I do not think that those basic principles can be made subject
to “culture” or to restrictions based on a political desire
to frighten the population (as in the UK and US).
Take,
for example, Fallujah. This time last year I stayed in my
apartment in Baghdad. All my Iraqi friends had begged me to have
a few quiet days around the April 9
anniversary, to stay indoors and safe. Four mercenaries
had just been killed in Fallujah, because several civilians had
been shot dead by US forces a few days earlier.
Instead
of exerting political pressure on local authorities in Fallujah
to identify the individuals responsible for the killings of the
mercenaries (let alone identifying those responsible for killing
the Fallujans beforehand), US forces besieged the town, cut off
electricity and, with it, the water supply, closed down the main
hospital, and largely prevented access of medical supplies.
An
Iraqi doctor friend, wounded by US bullets while driving an
ambulance in Fallujah, thought that, as foreigners, we might be
able to get medical supplies into the town. What we found there
were civilians trapped in their homes in US-held areas of the
town because marine snipers were firing at anyone who came
outdoors, even children. People were trapped without food or
water. The only hospital left open was cut off because the
access road was controlled by US snipers and it was almost out
of supplies.
US
forces were firing at ambulances. We were able to move about
during daylight by holding up our passports and being visibly
foreign but, come dusk, our ambulance also came under fire from
marine snipers while we were trying to reach a woman giving
birth prematurely without electricity or medical help.
People
fled to Baghdad to stay with family members or strangers, in
mosques, abandoned buildings or building sites, empty bomb
shelters, or the Red Crescent tent camp on a dusty football
pitch. The second attack, in November last year, was apparently
even worse. It appears there were many more civilians killed,
homes destroyed, and people driven out of the town. A huge
proportion of the population is still unable to go home, either
because home is rubble or because they haven’t been allowed
back in.
There
were thousands of acts committed by US forces which amount to
war crimes; and command-level war crimes were perpetrated
throughout the US military hierarchy, but the only individual
prosecuted for actions in Fallujah was the one caught on
television shooting dead an unarmed man in a mosque.
So
there is no rule of law. Iraqis are not able to exercise legal
rights, even the basic right to a fair trial, while the
occupying forces, unless foolish enough to be caught on film or
photograph, have complete impunity. Non-military employees,
apparently, are safe even when they are caught on camera.
But
what about freedom? Where once it was impossible to publicly
criticize Saddam, and risky even privately, even implicitly, now
there is freedom to call him all the bad things under the sun.

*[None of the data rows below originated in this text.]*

PR #621, opened 2022-10-06
Secrets config refactor

stfung77:
### What

- remove aws creds from sqs, we can use the default aws credentials chain thats built into the SDK
- move data.username, data.password to the secrets manager. can be set using env variables SECRET_DATA_USERNAME and SECRET_DATA_PASSWORD
- update reading env variables behavior to conform with POSIX standards (uppercase and underscores chars only)

### Why

- secrets should be handled by the secret manager
- env variables should conform to POSIX standards so they can be set via commands like `export`

### DIFF
--- a/platform/src/main/java/org/stellar/anchor/platform/configurator/ConfigHelper.java
+++ b/platform/src/main/java/org/stellar/anchor/platform/configurator/ConfigHelper.java
@@ -44,7 +44,7 @@ public class ConfigHelper {
     ConfigMap config = new ConfigMap();
 
     // Determine the version.
-    // if system.env['version'] is not defined, use the latest version.
+    // if system.env['VERSION'] is not defined, use the latest version.
     int version;
     String strVersion = ConfigEnvironment.getenv("VERSION");
     if (strVersion == null) {
--- a/platform/src/main/java/org/stellar/anchor/platform/configurator/ConfigMap.java
+++ b/platform/src/main/java/org/stellar/anchor/platform/configurator/ConfigMap.java
@@ -9,6 +9,7 @@ public class ConfigMap {
   int version;
   Map<String, ConfigEntry> data;
 
+  // ConfigMap keys will be in normalized form (dot separated hierarchy)
   public ConfigMap() {
     data = new HashMap<>();
   }


core/src/main/java/org/stellar/anchor/util/StringHelper.java
```diff
@@ -24,4 +24,13 @@ public static String camelToSnake(String camel) {
...
         .toLowerCase();
   }
+
+  public static String toUpperSnake(String camel) {
+    return camel
+        .replaceAll("([A-Z]+)([A-Z][a-z])", "$1_$2")
+        .replaceAll("([a-z])([A-Z])", "$1_$2")
+        .replaceAll("-", "_")
+        .replaceAll("\\.", "_")
+        .toUpperCase();
```
lijamie98, line 34: Not sure how we would call something like `sep1.toml`?  `camel path`?

Can we reuse the `camelToSnake()`?

```suggestion
  public static String camelPathtoUpperSnake(String camel) {
    return camelToSnake(camel)
        .replaceAll("\\.", "_")
        .toUpperCase();
```

platform/src/main/java/org/stellar/anchor/platform/config/PropertySecretConfig.java
```diff
@@ -17,4 +17,10 @@ public class PropertySecretConfig implements SecretConfig {
 
   @Value("${secret.platform_api.auth_secret:#{null}}")
   private String platformApiSecret = null;
+
+  @Value("${secret.data.username:#{null}}")
+  private String dataUsername = null;
+
+  @Value("${secret.data.password:#{null}}")
+  private String dataPassword = null;
```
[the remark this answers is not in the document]
lijamie98: This is going through the Spring environment and that is not necessary.

We can do somthing like `SecretManger.getInstance().get("...")`.

platform/src/main/java/org/stellar/anchor/platform/configurator/ConfigEnvironment.java
```diff
@@ -16,13 +15,11 @@ public class ConfigEnvironment {
...
     env = new HashMap<>();
-    for (Map.Entry<String, String> entry : System.getenv().entrySet()) {
-      env.put(normalize(entry.getKey()), entry.getValue());
-    }
+    env.putAll(System.getenv());
 
     Properties sysProps = System.getProperties();
     for (Map.Entry<Object, Object> entry : sysProps.entrySet()) {
-      env.put(normalize(String.valueOf(entry.getKey())), String.valueOf(entry.getValue()));
+      env.put(String.valueOf(entry.getKey()), String.valueOf(entry.getValue()));
```
lijamie98, line 22: I think we should `normalize` otherwise, we are breaking the relaxed binding.

platform/src/main/java/org/stellar/anchor/platform/configurator/ConfigHelper.java
```diff
@@ -44,7 +46,7 @@ public static ConfigMap loadConfigFromEnv(int latestVersion) throws InvalidConfi
     // Determine the version.
     // if system.env['version'] is not defined, use the latest version.
     int version;
-    String strVersion = ConfigEnvironment.getenv("version");
+    String strVersion = ConfigEnvironment.getenv("VERSION");
```
lijamie98, line 49: We should use the normalized form for stability.

platform/src/main/resources/config/anchor-config-schema-v1.yaml
```diff
@@ -44,6 +42,8 @@ payment_observer.tracked_wallet:
 platform_api.auth.expiration_milliseconds:
 platform_api.auth.type:
 secret.callback_api.secret:
+secret.data.password:
```
lijamie98, line 45: These should not be in the schema.

platform/src/main/java/org/stellar/anchor/platform/configurator/DataConfigAdapter.java
```diff
@@ -92,24 +92,25 @@ void updateSpringEnv(ConfigMap config) throws InvalidConfigException {
...
         set("spring.jpa.database-platform", "org.hibernate.dialect.H2Dialect");
         set("spring.jpa.properties.hibernate.dialect", "org.hibernate.dialect.H2Dialect");
-        copy(config, "data.username", "spring.datasource.username");
-        copy(config, "data.password", "spring.datasource.password");
+        set(
+            "spring.datasource.username",
+            SecretManager.secretManager.props.get("secret.data.username").toString());
+        set(
+            "spring.datasource.password",
+            SecretManager.secretManager.props.get("secret.data.password").toString());
```
lijamie98, line 100:
```suggestion
        copy(config, "secret.data.username", "spring.datasource.username");
        copy(config, "secret.data.password", "spring.datasource.password");
```

lijamie98 (changes requested):

lijamie98:
I suggest that we add uni-tests to show how the env vars are mapped.

platform/src/main/java/org/stellar/anchor/platform/configurator/DataConfigAdapter.java
lijamie98, line 100: SecretManager.getInstance().get("secret.data.password")

platform/src/main/resources/config/anchor-config-default-values.yaml
```diff
@@ -465,19 +465,6 @@ data:
...
-  #
-  username:
-
-
-  ## @param: username
-  ## @type: string
-  ## The password for database connection
-  #
-  password:
-
```
marcelosalloum, line 480: Can you add comments to this section explaining which secrets will need to be configured in the env vars in order for the DB connection to work?

This file should be self-explanatory in terms of how to configure the application.

marcelosalloum: Is that accurate? I thought you were enforcing it to use the `secret` prefix. So it'd be something like secret.data.password or SECRET_DATA_PASSWORD.

marcelosalloum: Also, could you update example.env with the new secrets?

platform/src/main/java/org/stellar/anchor/platform/configurator/ConfigHelper.java
lijamie98, line 49: Can we also document what format the ConfigEnvironment is storing (posix format, I guess) and what format the ConfigMap is storing? This will help us to remember in the future.

lijamie98 (approved):
Please feel free to merge the PR after the review feedback is taken care of.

Various media outlets discovered, though, that it was not
advisable to criticize interim prime-minister Allawi or his
government. Reports were to be favorable to the government’s
point of view. Al-Jazeera, Al-Arabiya, and an unknown number of
smaller outlets fell foul and were closed down or expelled.
Two
years ago on April 9, US soldiers wrapped a US flag around the
head of the Saddam statue and were then told to remove it
because it sent out the wrong message. The right message was
that Iraq was liberated, not conquered.
It
seems the same is still going on. Iraq’s economy—and with
it, its politics—is all wrapped up by the US, the
International Monetary Fund, and the favored corporations. But
the right message is liberation from debt and liberation of the
market. Freedom, you see: freedom of the market, freedom for
foreign corporations, but still no democracy for the Iraqi
people.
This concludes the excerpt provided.